** Opening Data to examine block **
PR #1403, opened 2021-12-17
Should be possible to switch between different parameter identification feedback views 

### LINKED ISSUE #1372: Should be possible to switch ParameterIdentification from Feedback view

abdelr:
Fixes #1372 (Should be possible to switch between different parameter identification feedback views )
** Closing Data to examine block **
Work required: Which lines of the data include the string "switch"? Find them and copy each one.

Problem solution:
Should be possible to switch between different parameter identification feedback views 
### LINKED ISSUE #1372: Should be possible to switch ParameterIdentification from Feedback view
Fixes #1372 (Should be possible to switch between different parameter identification feedback views )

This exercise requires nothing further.